> [REQUIRED ACTION]: Transcribe only the lines between the first line of the records and the line containing "https://wikia-inc.atlassian.net/browse/PLATFORM-1007", inclusive, exactly as written.

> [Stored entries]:
------------------------------------------------------------------------
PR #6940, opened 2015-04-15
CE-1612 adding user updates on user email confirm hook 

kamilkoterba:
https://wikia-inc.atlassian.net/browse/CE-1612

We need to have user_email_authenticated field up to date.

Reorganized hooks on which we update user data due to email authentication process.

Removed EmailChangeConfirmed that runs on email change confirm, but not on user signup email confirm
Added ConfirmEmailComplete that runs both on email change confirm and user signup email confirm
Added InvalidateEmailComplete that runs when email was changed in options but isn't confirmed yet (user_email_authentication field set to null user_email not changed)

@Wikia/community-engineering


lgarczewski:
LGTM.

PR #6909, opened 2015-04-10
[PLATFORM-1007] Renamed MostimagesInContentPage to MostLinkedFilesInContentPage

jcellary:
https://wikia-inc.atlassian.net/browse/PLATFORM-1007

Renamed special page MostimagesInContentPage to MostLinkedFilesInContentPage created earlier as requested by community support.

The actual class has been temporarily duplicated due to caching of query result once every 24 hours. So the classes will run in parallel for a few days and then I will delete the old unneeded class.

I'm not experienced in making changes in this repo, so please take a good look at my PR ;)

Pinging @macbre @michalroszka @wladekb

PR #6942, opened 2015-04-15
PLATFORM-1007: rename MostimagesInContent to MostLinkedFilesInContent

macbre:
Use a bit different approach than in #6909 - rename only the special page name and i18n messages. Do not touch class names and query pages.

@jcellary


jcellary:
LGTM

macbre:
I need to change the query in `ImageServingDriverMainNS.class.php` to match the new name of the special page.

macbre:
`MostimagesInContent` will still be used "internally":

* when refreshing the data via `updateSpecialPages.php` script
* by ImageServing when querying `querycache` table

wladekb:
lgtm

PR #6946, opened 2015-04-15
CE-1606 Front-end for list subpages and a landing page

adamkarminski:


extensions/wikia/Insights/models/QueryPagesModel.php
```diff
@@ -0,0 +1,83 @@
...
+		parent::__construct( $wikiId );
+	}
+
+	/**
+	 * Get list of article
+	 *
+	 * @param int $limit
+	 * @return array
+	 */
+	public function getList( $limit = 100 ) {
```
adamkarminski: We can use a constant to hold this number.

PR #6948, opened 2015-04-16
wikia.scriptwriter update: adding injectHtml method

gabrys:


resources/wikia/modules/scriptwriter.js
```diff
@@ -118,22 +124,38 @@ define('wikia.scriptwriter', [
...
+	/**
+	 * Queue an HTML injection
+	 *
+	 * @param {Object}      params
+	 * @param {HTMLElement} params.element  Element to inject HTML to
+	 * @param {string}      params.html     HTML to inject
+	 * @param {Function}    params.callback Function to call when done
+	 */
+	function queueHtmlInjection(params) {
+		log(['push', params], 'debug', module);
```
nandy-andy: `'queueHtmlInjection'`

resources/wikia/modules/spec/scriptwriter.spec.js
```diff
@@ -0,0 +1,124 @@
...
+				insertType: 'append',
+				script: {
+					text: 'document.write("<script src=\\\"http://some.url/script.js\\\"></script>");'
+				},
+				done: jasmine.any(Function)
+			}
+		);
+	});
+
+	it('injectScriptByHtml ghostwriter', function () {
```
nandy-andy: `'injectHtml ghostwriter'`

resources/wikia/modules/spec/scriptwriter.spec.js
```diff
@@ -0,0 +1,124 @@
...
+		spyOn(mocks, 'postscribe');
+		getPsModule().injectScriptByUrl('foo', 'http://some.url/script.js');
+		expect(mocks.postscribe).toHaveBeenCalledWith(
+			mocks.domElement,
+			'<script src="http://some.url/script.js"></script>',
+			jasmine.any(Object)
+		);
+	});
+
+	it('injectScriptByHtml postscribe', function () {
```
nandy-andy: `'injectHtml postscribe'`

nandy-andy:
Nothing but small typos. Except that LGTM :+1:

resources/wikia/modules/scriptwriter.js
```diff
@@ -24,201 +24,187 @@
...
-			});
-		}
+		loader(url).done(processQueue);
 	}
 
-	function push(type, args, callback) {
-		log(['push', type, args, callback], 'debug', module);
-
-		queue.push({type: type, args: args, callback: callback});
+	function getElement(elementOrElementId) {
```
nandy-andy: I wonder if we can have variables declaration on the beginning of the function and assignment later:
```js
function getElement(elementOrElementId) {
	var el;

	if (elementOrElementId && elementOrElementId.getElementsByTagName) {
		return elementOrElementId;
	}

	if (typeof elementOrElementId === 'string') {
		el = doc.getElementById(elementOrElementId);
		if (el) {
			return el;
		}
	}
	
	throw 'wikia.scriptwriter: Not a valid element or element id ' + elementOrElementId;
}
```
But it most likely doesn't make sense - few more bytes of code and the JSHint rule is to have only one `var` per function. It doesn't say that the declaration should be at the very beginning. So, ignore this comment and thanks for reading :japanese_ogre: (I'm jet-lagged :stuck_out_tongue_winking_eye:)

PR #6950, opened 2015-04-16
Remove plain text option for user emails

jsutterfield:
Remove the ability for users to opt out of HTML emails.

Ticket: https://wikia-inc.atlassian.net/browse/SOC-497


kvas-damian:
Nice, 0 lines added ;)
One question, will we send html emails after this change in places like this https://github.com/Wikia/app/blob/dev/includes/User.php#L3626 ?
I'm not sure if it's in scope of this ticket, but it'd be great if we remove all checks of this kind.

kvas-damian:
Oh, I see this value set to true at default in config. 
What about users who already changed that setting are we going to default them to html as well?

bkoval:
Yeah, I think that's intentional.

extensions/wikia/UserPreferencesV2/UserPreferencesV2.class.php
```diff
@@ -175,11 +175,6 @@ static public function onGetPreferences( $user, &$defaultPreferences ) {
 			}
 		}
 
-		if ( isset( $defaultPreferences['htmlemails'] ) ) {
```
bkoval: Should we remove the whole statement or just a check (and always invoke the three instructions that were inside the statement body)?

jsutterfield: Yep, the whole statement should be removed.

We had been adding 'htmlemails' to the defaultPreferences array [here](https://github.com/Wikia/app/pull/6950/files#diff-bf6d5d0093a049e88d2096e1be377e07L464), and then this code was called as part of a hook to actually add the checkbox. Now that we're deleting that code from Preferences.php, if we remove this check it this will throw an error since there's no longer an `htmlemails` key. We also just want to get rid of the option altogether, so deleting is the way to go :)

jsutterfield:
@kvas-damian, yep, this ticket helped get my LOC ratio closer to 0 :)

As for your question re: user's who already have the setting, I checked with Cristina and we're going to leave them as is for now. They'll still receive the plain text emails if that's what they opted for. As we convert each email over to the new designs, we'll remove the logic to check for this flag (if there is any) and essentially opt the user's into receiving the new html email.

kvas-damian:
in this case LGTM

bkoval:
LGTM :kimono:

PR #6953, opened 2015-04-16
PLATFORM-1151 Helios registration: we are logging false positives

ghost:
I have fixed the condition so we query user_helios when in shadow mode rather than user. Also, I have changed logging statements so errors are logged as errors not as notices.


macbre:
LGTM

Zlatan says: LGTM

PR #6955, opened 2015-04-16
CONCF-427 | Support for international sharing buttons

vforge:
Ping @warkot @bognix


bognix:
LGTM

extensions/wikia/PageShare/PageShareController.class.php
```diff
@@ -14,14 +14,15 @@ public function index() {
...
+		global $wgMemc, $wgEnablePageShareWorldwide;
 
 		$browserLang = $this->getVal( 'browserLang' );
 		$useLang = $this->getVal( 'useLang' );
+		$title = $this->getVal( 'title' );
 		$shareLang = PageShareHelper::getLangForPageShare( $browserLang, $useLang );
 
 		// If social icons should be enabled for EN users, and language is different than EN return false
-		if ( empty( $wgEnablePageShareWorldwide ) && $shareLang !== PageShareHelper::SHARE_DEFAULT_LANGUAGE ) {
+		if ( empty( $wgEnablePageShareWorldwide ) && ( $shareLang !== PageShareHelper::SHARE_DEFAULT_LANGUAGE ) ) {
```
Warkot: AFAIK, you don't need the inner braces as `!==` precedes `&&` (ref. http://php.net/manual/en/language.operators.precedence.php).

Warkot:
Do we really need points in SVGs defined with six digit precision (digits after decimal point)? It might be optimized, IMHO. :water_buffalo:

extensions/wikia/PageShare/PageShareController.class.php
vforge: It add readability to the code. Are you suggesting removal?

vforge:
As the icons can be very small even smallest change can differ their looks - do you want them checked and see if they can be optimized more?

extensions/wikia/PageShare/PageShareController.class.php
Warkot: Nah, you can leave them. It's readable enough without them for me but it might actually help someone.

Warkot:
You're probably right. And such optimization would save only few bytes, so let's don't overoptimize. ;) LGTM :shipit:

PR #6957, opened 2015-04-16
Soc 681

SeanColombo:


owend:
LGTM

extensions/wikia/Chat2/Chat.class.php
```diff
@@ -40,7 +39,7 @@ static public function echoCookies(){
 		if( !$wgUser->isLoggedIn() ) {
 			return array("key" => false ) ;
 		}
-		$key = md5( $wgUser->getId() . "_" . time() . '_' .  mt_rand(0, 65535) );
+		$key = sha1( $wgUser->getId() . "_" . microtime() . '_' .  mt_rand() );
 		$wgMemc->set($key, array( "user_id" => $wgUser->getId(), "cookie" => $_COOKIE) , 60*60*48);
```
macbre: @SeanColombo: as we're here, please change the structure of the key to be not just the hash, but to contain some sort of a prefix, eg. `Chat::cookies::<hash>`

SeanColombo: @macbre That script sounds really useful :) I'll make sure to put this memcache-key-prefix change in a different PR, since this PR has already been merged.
------------------------------------------------------------------------
> [SOLUTION]:
PR #6940, opened 2015-04-15
CE-1612 adding user updates on user email confirm hook 

kamilkoterba:
https://wikia-inc.atlassian.net/browse/CE-1612

We need to have user_email_authenticated field up to date.

Reorganized hooks on which we update user data due to email authentication process.

Removed EmailChangeConfirmed that runs on email change confirm, but not on user signup email confirm
Added ConfirmEmailComplete that runs both on email change confirm and user signup email confirm
Added InvalidateEmailComplete that runs when email was changed in options but isn't confirmed yet (user_email_authentication field set to null user_email not changed)

@Wikia/community-engineering


lgarczewski:
LGTM.

PR #6909, opened 2015-04-10
[PLATFORM-1007] Renamed MostimagesInContentPage to MostLinkedFilesInContentPage

jcellary:
https://wikia-inc.atlassian.net/browse/PLATFORM-1007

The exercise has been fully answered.